• REQUIRED ACTION: For the listing below, give the count of lines containing "failed", and no other text.

• LISTED RECORDS:
┌──
PR #10720, opened 2026-08-17
feat(secrets): Apple Keychain secret backend

principalwater:
## What

A `SecretBackend` implementation backed by an Apple Keychain. Each secret becomes a generic password item, so for those variables the database holds no ciphertext at all — a stolen database dump does not contain them.

Off by default behind a new `keychain` cargo feature.

## Why two transports

Windmill is frequently not the process that can talk to a keychain. In the common self-hosted setup on a Mac, Windmill runs in a Linux container: it can neither load `Security.framework` nor reach the host's keychain. A macOS-only native implementation would therefore be unusable in exactly the deployment where people have a keychain.

So the backend has two transports:

* **`native`** — calls the Security framework directly. For a macOS-native Windmill process.
* **`helper`** — runs an operator-provided command. The container reaches the host through it.

The helper contract is deliberately tiny: two appended arguments and one stream.

```text
<helper...> get <service>       -> value on stdout, exit 0
                                -> exit 44 when the item is absent
<helper...> set <service>       <- value on stdin, exit 0
<helper...> delete <service>    -> exit 0, also 0 when already absent
```

Exit 44 is the only "not found" signal; every other non-zero exit is an error and the helper's stderr is surfaced verbatim. That distinction is the point — a locked keychain must not look like an empty one, or callers accept an empty string as a valid secret and fail much later somewhere unrelated.

## Configuration

```json
{
  "type": "AppleKeychain",
  "service_prefix": "windmill",
  "transport": { "mode": "native" }
}
```

```json
{
  "type": "AppleKeychain",
  "service_prefix": "windmill",
  "transport": {
    "mode": "helper",
    "command": ["/usr/local/bin/windmill-keychain"]
  }
}
```

Items are named `<service_prefix>/<workspace_id>/<path>`, so several workspaces coexist in one keychain and an operator inspecting it by hand can tell which workspace an item belongs to.

## Deliberate choices worth reviewing

* **No fallback to the database**, in either transport. The Enterprise arms in `vault_oss.rs` warn and fall back; doing that here would write plaintext into the very place this backend exists to avoid. Their behaviour is untouched.
* **The OSS resolver now reads the configured backend** instead of returning `DatabaseBackend` unconditionally. It accepts only backends compiled into the build; the Enterprise variants report that plainly. This is the one change that touches a product boundary rather than just adding code, and I would rather have it discussed than merged quietly — if you would prefer the selection to stay Enterprise-gated and this backend to be reachable another way, say so and I will rework it.
* `security-framework` is declared only under `cfg(target_os = "macos")` and only with the feature on, so the helper transport builds everywhere without it. The crate is already in `Cargo.lock` transitively.
* Blocking Security framework calls run in `spawn_blocking`: they are short, but a locked keychain can block for as long as a dialog is up, and that must not stall a runtime worker.
* `errSecItemNotFound` is matched by its numeric code rather than by message text, which is localised.

## Not in this PR

* Docs. Happy to add them wherever you would like them to live.
* Migration of existing database-stored secrets into a keychain. The existing migration machinery is Enterprise-side; tell me whether that path should be reused.
* macOS CI. There is no macOS runner in `.github/workflows` today, so the native transport is compile-tested locally (arm64, macOS 26.4) and the helper transport is covered by tests that run anywhere.

## Testing

`cargo check -p windmill-common --no-default-features` and the same with `--features keychain` both pass, on macOS/arm64.

Six tests exercise the helper contract against a real `/bin/sh` helper rather than a mock of our own parsing: newline handling, a deliberate trailing blank line, absent item versus empty value, error passthrough, the argv/stdin split (the value must never appear in argv), and that a `get` does not hang when the helper reads stdin to EOF.

```
test secret_backend::keychain::tests::get_trims_one_trailing_newline ... ok
test secret_backend::keychain::tests::get_keeps_a_deliberate_blank_line ... ok
test secret_backend::keychain::tests::absent_item_is_not_found_rather_than_empty ... ok
test secret_backend::keychain::tests::other_failures_surface_stderr ... ok
test secret_backend::keychain::tests::set_passes_the_value_on_stdin_and_the_service_in_argv ... ok
test secret_backend::keychain::tests::get_does_not_hang_when_the_helper_reads_stdin ... ok
test result: ok. 6 passed; 0 failed
```

I also could not find a CONTRIBUTING or CLA file in the repository — if contributions need a CLA signed, point me at it and I will.

---
## Summary by cubic
Stores secrets in an Apple Keychain via a new backend and routes reads by the stored marker instead of the configured backend. OSS now honors `SECRET_BACKEND_SETTING` and fails closed: unsupported or unbuilt backends are errors rather than silent fallbacks.

- Implements `SecretBackendConfig::AppleKeychain` with `KeychainSettings { service_prefix, account?, transport: Native | Helper { command } }` and the `$keychain:<path>` marker.
- Builds behind the root-crate `keychain` feature; `security-framework` is optional and only linked on macOS; helper transport builds everywhere.
- Resolver:
  - Loads `SECRET_BACKEND_SETTING` in OSS; accepts Database and, when `keychain` is built, Apple Keychain. EE backends error; Apple Keychain errors if configured without the feature.
  - Reads by marker (`$vault:`, `$azure_kv:`, `$aws_sm:`, `$keychain:`); a marker/config mismatch errors and names both.
- Variable lifecycle:
  - Store writes through the backend and persists `$keychain:` when selected.
  - Delete and rename handle any external marker; rename now refuses to proceed if the marker does not belong to the configured backend.
  - Shared helpers `external_marker_prefix` and `marker_for_backend` remove duplicated prefix logic.
- Helper transport hardening:
  - Contract: `<helper> get|set|delete <service>`; `set` via stdin, `get` to stdout; exit 44 means “not found” for `get` only.
  - Concurrent stdin/stdout, overall timeout with kill-on-drop, stdout bounded at source; `get` returns stdout byte-for-byte, `set`/`delete` ignore stdout; stderr is discarded.
- No fallback to the database for Apple Keychain.

**Operator enablement**
- Build with `--features keychain`; without it, configuring Apple Keychain errors.
- Choose transport: Native on macOS with an unlocked keychain, or Helper with a command implementing the contract above.
- Set `SECRET_BACKEND_SETTING` to Apple Keychain. No migration of existing DB-stored secrets is included.

<sup>Written for commit c1785f4ed9e585d98e86b94ebff455a93e0b0796. Summary will update on new commits.</sup>

<a href="https://cubic.dev/pr/windmill-labs/windmill/pull/10720?utm_source=github" target="_blank" rel="noopener noreferrer" data-no-image-dialog="true"><picture><source media="(prefers-color-scheme: dark)" srcset="https://www.cubic.dev/buttons/review-in-cubic-dark.svg"><source media="(prefers-color-scheme: light)" srcset="https://www.cubic.dev/buttons/review-in-cubic-light.svg">Review in cubic</picture></a>


rubenfiszel:
Thanks for the PR. At the moment we're not taking PRs anymore given AI made it a lot easier to generate code, we prefer discussing the needs and use-cases and then we decide or not to create the PR. We haven't made it official yet, apologies about it if you spend lots of time on this. That being said, I'm genuinely curious about the use-case. Do you run Windmill directly on your laptop ?

principalwater:
> Thanks for the PR. At the moment we're not taking PRs anymore given AI made it a lot easier to generate code, we prefer discussing the needs and use-cases and then we decide or not to create the PR. We haven't made it official yet, apologies about it if you spend lots of time on this. That being said, I'm genuinely curious about the use-case. Do you run Windmill directly on your laptop ?

Thanks for the straight answer - no apology needed, and I'd rather hear the policy than have the PR sit there.

To your question: not a laptop. It's a Mac Studio that runs continuously as a small home server, and Windmill runs on it in containers under OrbStack. It's the orchestrator for everything on that machine - a DuckLake data lake, health and activity collectors, a handful of small VPS nodes - so it holds most of the secrets in the house: API tokens, an SSH key for the fleet, database passwords.
The use case is specifically the single-machine self-hosted shape. With the database backend, the workspace encryption key and the ciphertext live in the same Postgres, on the same disk. That's fine against a lot of things, but it means any copy of that database leaving the machine carries every secret with it - and a backup leaving the machine is exactly what you want to be doing. Meanwhile macOS already ships a secret store that the rest of the host tooling on that machine uses anyway, so Windmill was the one component keeping its secrets somewhere else.

That's the whole motivation. Not "keychain is nicer" - it's that on a single-machine deployment the database backend and the backup of that database are the same artifact.

One design note, since it's the part that isn't obvious: the reason there are two transports is that Windmill on a Mac almost always runs in a Linux container, where there is no Security framework and no path to the host keychain. A macOS-only native implementation would therefore be unusable in precisely the deployment where a keychain exists. So the native path is there for a macOS-native process, and a `helper` transport runs a command the operator provides - two appended arguments and one stream, nothing more. In my setup that command is an SSH call to a forced-command script on the host, restricted to the `windmill/` namespace, and it's the transport actually in use.

I should also say plainly: after an independent review of my own branch, the PR as it stands is not mergeable regardless of your policy. The backend is not yet threaded through the full variable lifecycle - `store_secret_value` doesn't know the marker, and delete, rename and workspace fork still assume the Vault-shaped checks - so it only works for reads I wire up by hand. I've fixed the contained defects locally (a real deadlock in the helper pipe handling, exit 44 being accepted as a successful write, a trailing newline being trimmed off secrets, and a non-exhaustive match that broke the EE build), but the lifecycle work is the substantial part and I haven't done it.

So I'm not asking you to merge anything. If the use case above sounds worth having in Windmill, I'm happy to move this to a discussion or an issue and let you decide the shape, including "the helper transport alone, no platform-specific code", which honestly covers most of the value and would work on any OS. If it doesn't fit your roadmap, that's an entirely fine answer too; I'll keep running it on a fork and you can close this.

Either way, thanks for building the thing - it's been running my house for months!)

principalwater:
@cubic-dev-ai review this

principalwater:
@rubenfiszel, following up on my last comment, I said the branch wasn't mergeable and that the lifecycle work was missing; I've now done it and run the thing for real, and three of the four bugs I found only showed up once it was actually serving a live instance. Pushing them here because two of them are not specific to this backend — they affect Vault, Azure Key Vault and AWS Secrets Manager today.

**The one worth your attention regardless of what you decide about this PR imho:**

`get_secret_value` dispatches on the *configured* backend rather than on how the value was stored. So the moment an external backend is switched on, every pre-existing secret becomes unreadable: those values are still ciphertext in `variable.value`, but the read goes to the external store and comes back not-found. I hit this on my own instance — 23 secret variables started returning 404 and the jobs that read them stopped, until I set the backend back to `database`.

It also makes migration impossible in principle, since migrating a secret starts by reading it. I've changed it to route on the marker in the stored value, with a mismatched marker becoming its own error naming both sides instead of a silent lookup in the wrong store. If you'd rather not take the rest of this PR, this part still seems worth fixing on its own.

Two smaller ones in the same family:

- `is_vault_backend_configured` had an OSS copy returning `false` outright. It gates `delete_secret_from_backend`, so deleting a secret variable removed the row and left the secret behind in the backend. Correct while OSS had no external backend; not correct once one exists.
- the rename branch was gated on `is_vault_stored_value`, which only matches `$vault:`. With any other backend the block was skipped whole: the row moved, the secret stayed under the old name, the new path read nothing.

I also removed the marker if-chain that had been written out three times (two in `windmill-store`, one in `windmill-api`) in favour of one helper, because adding a backend previously meant remembering all three and forgetting one rewrites a value with the wrong prefix.

On the backend itself: it now goes through the whole lifecycle. Verified on a live instance rather than in tests: create puts the value in the keychain and leaves only `$keychain:<path>` in the database; read returns it byte-for-byte including a trailing newline; rename moves the keychain item and empties the old name; delete removes both the row and the item. Then I migrated all 23 of my own secrets, each verified individually before moving to the next, and the scheduled jobs kept running.

Your bot's review was useful and I've addressed all of it - including, embarrassingly, comments I'd left in Russian in `Cargo.toml` and `vault_oss.rs`. One correction to my PR description: I wrote that I couldn't find a CLA (that was botty one). There is a CLA assistant configured; the check failed on this PR for an unrelated reason (GitHub returned 429 while fetching the action). So CLA was successfully signed within previous PR by me.

**And to be clear about what I'm asking.** Nothing, still. You've said you'd rather discuss use cases first, and that's fine - I'm not trying to route around it by improving the code. If the use case is interesting, I'd happily open a discussion and let you decide the shape; the version I'd argue for is the `helper` transport alone, without any platform-specific code, which works on any OS and covers most of the value. If it doesn't fit, close this and I'll keep running the fork - but do take a look at the read-routing one either way, since it bites anyone switching a backend on an instance that already has secrets.

principalwater:
@cubic-dev-ai review this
└──
• WRITTEN REPLY: 2